Tandis qu’a la veille de la célébration de nos deux cent d’histoire, j’ai entendu dire à la radio en Haïti, que maintenant nous devions nous préparer pour fêter nos trois cent ans d’indépendance en 2104. Quelle malveillance ! L’aspect le plus grave, c’était que ces mots étaient  ceux de l’un de nos vaillants intellectuels. Voilà comment on a procédé pour falsifier l’histoire glorieuse d’Haïti avec l’aide de nos élites. J’ai un message pour tous ceux-là qui avaient contribué à l’avortement de la commémoration du bicentenaire, «  l’histoire vous place dans le même panier que Jean-Baptiste Conzé ».

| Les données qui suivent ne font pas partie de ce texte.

PR #133, opened 2021-05-08
Ability to pause visibility updates, some other small fixes

aclysma:
- Debug mode to disable visibility updates 
- Fix suspected vulkan sync issue in swapchain handling
- Reorder main update loop to ensure anything that uses the window size occurs after the event loop (fixes imgui bug)
- Fix vulkan not initializing validation layers


rafx-framework/src/visibility/view_frustum_arc.rs
```diff
@@ -100,13 +101,18 @@ impl ViewFrustumArc {
...
+        &mut self,
+        visibility_config: &VisibilityConfig,
+    ) -> RafxResult<RwLockReadGuard<VisibilityQuery>> {
         let mut results = self.inner.visibility_query.write();
 
         results.objects.clear();
         results.volumes.clear();
 
-        self.inner.visibility_world.update();
+        if visibility_config.enable_visibility_update {
```
DavidVonDerau, line 113: I think I would probably use this to skip the `clear` on the 2 lines above, and then skip lines 119 through 129 (the actual calls to `query_visibility`). The issue with skipping the updates to the visibility world is that I think you'll be piling up channel updates (a memory leak, of sorts).

demo/src/lib.rs
```diff
@@ -241,6 +245,11 @@ impl RenderOptions {
             combo.end(ui);
             self.tonemapper_type = current_tonemapper_type.into();
         }
+
+        ui.checkbox(
+            imgui::im_str!("freeze visibility"),
+            &mut self.freeze_visibility,
```
DavidVonDerau, line 251: Would probably rename this to `enable_visibility_update` and default it to `true`
That would keep consistency with other settings in this menu (checked is active, unchecked is off) + it means that you wouldn't need to negate it when you copy it into `VisibilityConfig`.

DavidVonDerau (approved):
Approved, assuming the CI passes.

demo/src/lib.rs
```diff
@@ -344,6 +342,23 @@ pub fn run(args: &DemoArgs) -> RafxResult<()> {
...
+        //
+        // Process input
+        //
+        if !process_input(&mut scene_manager, &mut world, &resources, &mut event_pump) {
+            break 'running;
+        }
+
+        {
+            let mut viewports_resource = resources.get_mut::<ViewportsResource>().unwrap();
+            let (width, height) = sdl2_systems.window.vulkan_drawable_size();
```
DavidVonDerau, line 354: @aclysma Should this be `size()` instead of `vulkan_drawable_size()`?

aclysma: I'm genuinely not sure. I made this change because the imgui code was asking for a viewport size bigger than the window. I thought there was a mismatch between size() and vulkan_drawable_size(). However, the root cause was that I was ticking imgui before sdl event processing, and then doing rendering. The size changed when processing sdl events. So imgui's window size and the swapchain size did not match.

I think the difference between the two is how hidpi monitors are handled. To some degree, that might be an opinion more than a "right/wrong" thing.

PR #135, opened 2021-05-12
Replace `nodes` with `render_features` and new jobs framework.

DavidVonDerau:
If you are looking for an example of the new entry points, look at the `Mesh` feature in the demo.
`RenderFeaturePlugin`: https://github.com/DavidVonDerau/rafx/blob/dvd/jobs/demo/src/features/mesh/plugin.rs
`RenderFeatureExtractJob`: https://github.com/DavidVonDerau/rafx/blob/dvd/jobs/demo/src/features/mesh/jobs/extract.rs
`RenderFeaturePrepareJob`: https://github.com/DavidVonDerau/rafx/blob/dvd/jobs/demo/src/features/mesh/jobs/prepare.rs
`RenderFeatureWriteJob`: https://github.com/DavidVonDerau/rafx/blob/dvd/jobs/demo/src/features/mesh/jobs/write.rs
`FramePacket`, `SubmitPacket`: https://github.com/DavidVonDerau/rafx/blob/dvd/jobs/demo/src/features/mesh/internal/frame_packet.rs

# Replace nodes with render_features and new jobs framework.
401a3e5 

This is an alternative approach to handling the `FramePacket`, `ViewPacket`, and `SubmitNode` construction. I have tried to closely match the design of the Destiny slides[1]. Each feature now defines custom data for allocation in the frame packet, view packet, and submit packets explicitly. In order to avoid a proliferation of generics, there are type-erased traits (indicated by a `RenderFeature` prefix) that hide the use of the generic types behind a `dyn` trait.

This work had two primary goals:
1. Features should not need to know about threads or tasks in order to be parallelized.
2. Writing a new feature should be as ergonomic as possible while maintaining the 1st requirement.

`Extract`, `Prepare`, and `Write` jobs now support the same entry points as those defined by Destiny, with the exception of the `per game object` entry points mentioned as perf & memory optimization. Each feature defines their data format in a `FramePacket` and `SubmitPacket`. 

The `FramePacket` is the data extracted from the world. The `SubmitPacket` is the data prepared for the `Write` job. Both the `FramePacket` and `SubmitPacket` are allocated up-front to minimize allocations and both are accessible to the `Write` job. 

Each `FramePacket` contains a `ViewPacket` for each `RenderView` and each `SubmitPacket` contains a `ViewSubmitPacket` for each `RenderView`. The `FramePacket` has a `RenderObjectInstance` for each entity and `RenderObject` in the current frame and the `ViewPacket` has a `RenderObjectInstancePerView` for each `RenderObjectInstance` in that particular `RenderView`'s visibility. The same layout follow the `SubmitPacket` and `ViewSubmitPacket`, but the `ViewSubmitPacket` also a pre-allocated list of `SubmitNodeBlock`s for each `RenderPhase` supported by that `RenderFeature`. 

All of the submit nodes from all features are unioned into `ViewPhaseSubmitNodeBlock`s according to a shared `RenderView` and `RenderPhase` and then sorted by the `RenderPhase`'s defined `SubmitNodeSortFunction`. 

image

A feature's `RenderObject`s may be stored in a `RenderObjectRegistry` -- this replaces the `NodeSet` previously used by the demo's `TileLayer`, `Sprite`, and `Mesh` render features.

The `Extract` entry points are defined by `ExtractJobEntryPoints` and the `Prepare` entry points are defined by `PrepareJobEntryPoints`. Each entry point receives a `Context` argument (e.g. `ExtractPerFrameContext`) to minimize the loss of performance for unneeded data by that render feature. References to the `World` or other game resources can be cached while creating the `Extract`, `Prepare`, or `Write` jobs. Each job type is tied to an explicit lifetime (e.g. `'extract`) representing that stage of the renderer pipeline.

[1] https://advances.realtimerendering.com/destiny/gdc_2015/Tatarchuk_GDC_2015__Destiny_Renderer_web.pdf

##  Add new collections to rafx-base.
ca335df

- An `OwnedPool<T>` is a lightweight pool that moves a `Pooled<T>` to the user. `Pooled<T>` implements `Deref` and `DerefMut` for `T`. When the `Pooled<T>` is dropped, the `T` is moved back to the `OwnedPool<T>` via a channel.
- Added a new key called `RawDropSlabKey` for the drop slab. The `RawDropSlabKey` is a type-erased variant of `DropSlabKey` so that it can be stored as a handle in a type or collection without requiring a generic `T`.

There are 3 variants of a generic thread-safe storage that don't require default initialization.

-  `AtomicOnceCell` is a thread-safe variant of `OnceCell`.
-  `AtomicOnceCellArray` is an indexed variant representing a contiguous fixed-size array of the cells using an atomic bitvector to track accesses.
-  `AtomicOnceCellStack` is built on top of `AtomicOnceCellArray` and provides `push` / `reserve` / `set` semantics using an atomic to track the top of the stack.

All of the `Atomic` storages will `panic` if used incorrectly, e.g. by trying to set the same cell simultaneously from multiple threads, or by attempting to read a cell that has not yet been initialized via a call to `set` or `push`. `AtomicOnceCell` and `AtomicOnceCellArray` contain tests but `AtomicOnceCellStack` does not because the safety invariants of the `AtomicOnceCellStack` rely on the underlying `AtomicOnceCellArray`.

## Update Renderer to use new render_features code.
cfeae1a

- The `RenderFeaturePlugin` has been expanded with additional functions for calculating and allocating frame or submit packets, creating each job type, and determining if a given `RenderView` and `RenderViewVisibilityQuery` is relevant to that feature.
- Added `RendererThreadPool` to allow the application to control the parallelization of different stages of the renderer pipeline. `RendererThreadPoolNone` is provided as a single-threaded default if the application does not provide their own implementation.
- Seperated `RendererAssetPlugin` from what was previously just a `RendererPlugin` containing both feature code (now moved to `RenderFeaturePlugin`) and asset code.
- Added many helper functions to `Renderer` and `RenderFrameJob` to make the implementation of the `RendererThreadPool` easier.

## Replace nodes_api_design with renderer_triangle example.
9d11f1f

This example builds on the `asset_triangle` example to show how to use `rafx-renderer` and a `RenderFeaturePlugin` to drive rendering.

##  Update the demo to use the new render_features code.
320909a

- Every feature has been rewritten to use the new `extract` and `prepare` entry points and to define their custom `FramePacket` or `SubmitPacket` data.
- The demo includes an example implementation of `RendererThreadPool` using `bevy-tasks`.


rafx-base/src/atomic_once_cell.rs
```diff
@@ -0,0 +1,434 @@
...
+            data: MaybeUninit::uninit(),
+            is_initialized: AtomicUsize::new(0),
+        }
+    }
+
+    #[inline(always)]
+    fn start_set(&self) {
+        match self
+            .is_initialized
+            .fetch_update(Ordering::AcqRel, Ordering::Relaxed, |atomic_val| {
```
aclysma, line 27: Comments to justify the ordering chosen here would be good

rafx-base/src/atomic_once_cell.rs
```diff
@@ -0,0 +1,434 @@
...
+            }
+            _ => unreachable!(),
+        };
+    }
+
+    #[inline(always)]
+    fn end_set(&self) {
+        match self
+            .is_initialized
+            .fetch_update(Ordering::Release, Ordering::Relaxed, |atomic_val| {
```
aclysma, line 44: Comments to justify the ordering chosen here would be good

rafx-base/src/atomic_once_cell.rs
```diff
@@ -0,0 +1,434 @@
...
+pub struct AtomicOnceCell<T> {
+    data: MaybeUninit<UnsafeCell<T>>,
+    is_initialized: AtomicUsize,
+}
+
+impl<T> AtomicOnceCell<T> {
+    pub fn new() -> Self {
+        Self {
+            data: MaybeUninit::uninit(),
+            is_initialized: AtomicUsize::new(0),
```
aclysma, line 19: Should this be a full usize or smaller?

rafx-base/src/atomic_once_cell.rs
```diff
@@ -0,0 +1,434 @@
+use core::ptr;
+use std::cell::UnsafeCell;
+use std::mem::MaybeUninit;
+use std::sync::atomic::{AtomicUsize, Ordering};
+
+const SET_ACQUIRE_FLAG: usize = 1 << 1;
+const SET_RELEASE_FLAG: usize = 1 << 0;
+const IS_INIT_BITMASK: usize = SET_ACQUIRE_FLAG | SET_RELEASE_FLAG;
+
+pub struct AtomicOnceCell<T> {
```
aclysma, line 10: I imagine you already have this in your mental TODOs but we should summarize the purpose of these containers and what problem they are meant to solve in the higher level code

rafx-base/src/owned_pool.rs
```diff
@@ -0,0 +1,91 @@
+use crossbeam_channel::{bounded, Receiver, Sender};
+use std::ops::{Deref, DerefMut};
+
+pub struct OwnedPool<T> {
```
aclysma, line 4: I feel like we already had something like this but it was probably GPU-specific and waiting N frames until clearing a resource and allowing them to be reused. Maybe it was removed.

rafx-base/src/slab/drop_slab.rs
```diff
@@ -126,6 +58,14 @@ impl<T> DropSlab<T> {
         DropSlabKey::new(slab_key, self.drop_tx.clone())
     }
 
+    pub fn allocate_raw(
```
aclysma, line 61: What is this used for? Do we need one slab implementation to support both? (Wondering if it's cleaner to have two separate slab types.)

rafx-framework/Cargo.toml
```diff
@@ -31,6 +31,9 @@ serde_bytes = "0.11"
 glam = { version = "0.13.1", features = [ "serde" ] }
 parking_lot = "0.11.1"
 slotmap = "1.0.2"
+downcast-rs = "1.2.0"
+dashmap = "4.0.2"
```
aclysma, line 35: dashmap makes a bucket per CPU core and some CPUs have lots of cores, so we should be highly selective about how/where we use it. How are we using it in this change?

rafx-framework/Cargo.toml
```diff
@@ -31,6 +31,9 @@ serde_bytes = "0.11"
...
+rustc-hash = "1.1.0"
```
aclysma, line 36: I think we should try to use FNV consistently everywhere (or something else consistently everywhere) unless there is extremely good reason to add more of them.

rafx-framework/src/render_features/jobs/extract/extract_job.rs
```diff
@@ -0,0 +1,210 @@
...
+
+struct ExtractScopeNames {
+    begin_per_frame_extract: String,
+    extract_render_object_instance: String,
+    extract_render_object_instance_per_view: String,
+    end_per_view_extract: String,
+    end_per_frame_extract: String,
+}
+
+impl ExtractScopeNames {
```
aclysma, line 190: Are we having to do the string formats every time we create the job? lazy_static might let us just do it once and reuse.

rafx-framework/src/render_features/jobs/extract/render_feature_extract_job.rs
```diff
@@ -0,0 +1,43 @@
...
+        view_packet: &dyn RenderFeatureViewPacket,
+        range: Range<usize>,
+    );
+
+    fn end_per_view_extract(
+        &self,
+        view_packet: &dyn RenderFeatureViewPacket,
+    );
+
+    fn end_per_frame_extract(&self);
```
aclysma, line 32: is there documentation for these elsewhere? if not, I'm sure it's something you already planned to add :)

rafx-framework/src/render_features/jobs/extract/render_feature_view_packet.rs
```diff
@@ -0,0 +1,62 @@
...
+        render_object_instance: RenderObjectInstance,
+    ) -> RenderObjectInstancePerViewId;
+
+    fn push_volume(
+        &mut self,
+        entity_id: EntityId,
+    );
+}
+
+pub trait RenderFeatureViewPacketIntoConcrete {
```
aclysma, line 32: What is this for? (comments would be good, again I'm sure you had it on your mental TODO list :) )

rafx-framework/src/render_features/jobs/prepare/prepare_job.rs
```diff
@@ -0,0 +1,257 @@
...
+    begin_per_frame_prepare: String,
+    prepare_render_object_instance: String,
+    prepare_render_object_instance_per_view: String,
+    end_per_view_prepare: String,
+    end_per_frame_prepare: String,
+}
+
+impl PrepareScopeNames {
+    pub fn new(feature_name: &str) -> Self {
+        Self {
```
aclysma, line 239: maybe we can lazy_static this

aclysma: or create these strings when we register the feature?

rafx-framework/src/render_features/jobs/prepare/render_feature_prepare_job.rs
```diff
@@ -0,0 +1,49 @@
+use crate::render_features::render_features_prelude::*;
+use std::ops::Range;
+
+/// TODO(dvd): Document.
```
aclysma, line 4: 👍

rafx-framework/src/visibility/entity_id.rs
```diff
@@ -1,3 +1,8 @@
+use std::hash::Hash;
+
+/// An opaque 64-bit handle used as a unique identifier for objects in the game world
+/// that are visible or otherwise relevant to the renderer's pipeline. Each `VisibilityObject`
+/// is associated with a specific `EntityId`.
 #[derive(Copy, Clone, Debug, Eq, PartialEq, Hash)]
 pub struct EntityId(u64);
```
aclysma, line 7: I'd consider making this UserId or VisibilityId (can be a separate change!)

rafx-framework/src/visibility/visibility_object_allocator.rs
```diff
@@ -26,6 +26,19 @@ impl<'a> Deref for VisibilityObjectRef<'a> {
     }
 }
 
+pub struct VisibilityObjectLookup<'a>(
+    RwLockReadGuard<'a, SlotMap<VisibilityObjectId, VisibilityObject>>,
```
aclysma, line 30: How often would we be hitting this lock?

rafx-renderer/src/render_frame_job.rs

Ce n’est pas l’effet d’un hasard si en 2004, après l’intervention unilatérale américano-française, que des militaires français se retrouvèrent dans la ville du Cap pendant l’année même du bicentenaire de l’indépendance. La ville du Cap, la glorieuse, là ou ils furent  expulsés sous une pluie de balles, il y avait exactement deux cent ans. Par cet acte, le gouvernement français veut effacer cette défaite a Vertières* avec la présence de leur armée sur le territoire haïtien. A la manière des Américains qui eurent à inventer des montages cinématographiques à grand coup d’effets spéciaux pour biffer la défaite vietnamienne, à travers le film Rambo. Le Français a copié ce même symbolisme. « Heureusement, les défaites des grandes armées sont immortalisées par des récits héroïques et des cicatrices incurables et non par des caprices de l’audio-visuel ni par des démonstrations martiales sans valeurs ».

 

Banalisation Internationale.

Il faut remarquer qu’à chaque fois qu’on parle d’Haïti dans les journaux ou institutions internationales, on a toujours pris soin d’ajouter cette minable signature, « le pays le plus pauvre de l’hémisphère ouest ». C’est une pratique mafieuse pour jeter le discrédit sur ce qui a été fièrement réalisé le premier janvier 1804. C’est une tactique pour dire au monde que les Haïtiens sont des maudis, des pestiférés, des porteurs de malheur. Avec la présence des forces étrangères dans le pays, notre poids diplomatique se voit incorporé à des puissances tutrices, qui ouvertement poursuivent des intérêts contradictoires aux nôtres. La thèse de ce que « Le pays de Jean-Jacques Dessalines et d’Alexandre Pétion doit être du coté des persécutés et opprimés » est périmée. Haïti a rejoint non seulement les états parias mais aussi les états banals. Réalité qui se  perpétue avec une catégorie de dirigeants sans projets ni convictions, prenant un vilain plaisir à faire le tour du monde avec un bol honteux à la main. On ne peut s’attendre à aucune initiative nationale de la part de ces hommes d’état à courte vision et adeptes des solutions faciles. Si les progressistes ne se montrent pas cette fois, ce sera un autre siècle perdu. La République d’Haïti n’est actuellement que la manifestation de l’échec ultime face au monde international. Tout ceci peut être corrigé, si et seulement   on exige le départ immédiat des forces étrangères dans le pays. Condition indispensable à tout nouveau départ.

 

Conclusion

La désorientation culturelle est la conséquence d’une politique de domestication de l’esprit par la dénonciation systématique de nos racines et leur remplacement par des pratiques culturelles importées. La dépendance endémique résulte de la présence des occupants dans tous les aspects de la vie nationale, cette réalité nauséabonde conditionne le peuple à se déresponsabiliser de ses obligations. Assujettissement historique est la longue lutte menée par les adversaires du peuple haïtien de toujours, dès le premier janvier 1804 qui consiste à diaboliser nos ancêtres comme des meurtriers. Aujourd’hui, ils veulent effacer l’épopée glorieuse de 1804 par la réoccupation du territoire national. Enfin, Haïti est truffée de diminutifs comme nom, notamment le pays « le plus pauvre de l’hémisphère ouest ». Une façon de momifier le pays dans le concert des nations. La présence de la MINUSTAH relègue le pays au second plan, comme si le peuple haïtien avait donné un mandat à un quelconque néocolonial. Le constat est clair, un groupe d’hommes a échoué. Le vide doit être comblé par des progressistes et non par des occupants ni par une autre version de valets.

N’oubliez pas qu’aujourd’hui est l’heure des brasiers.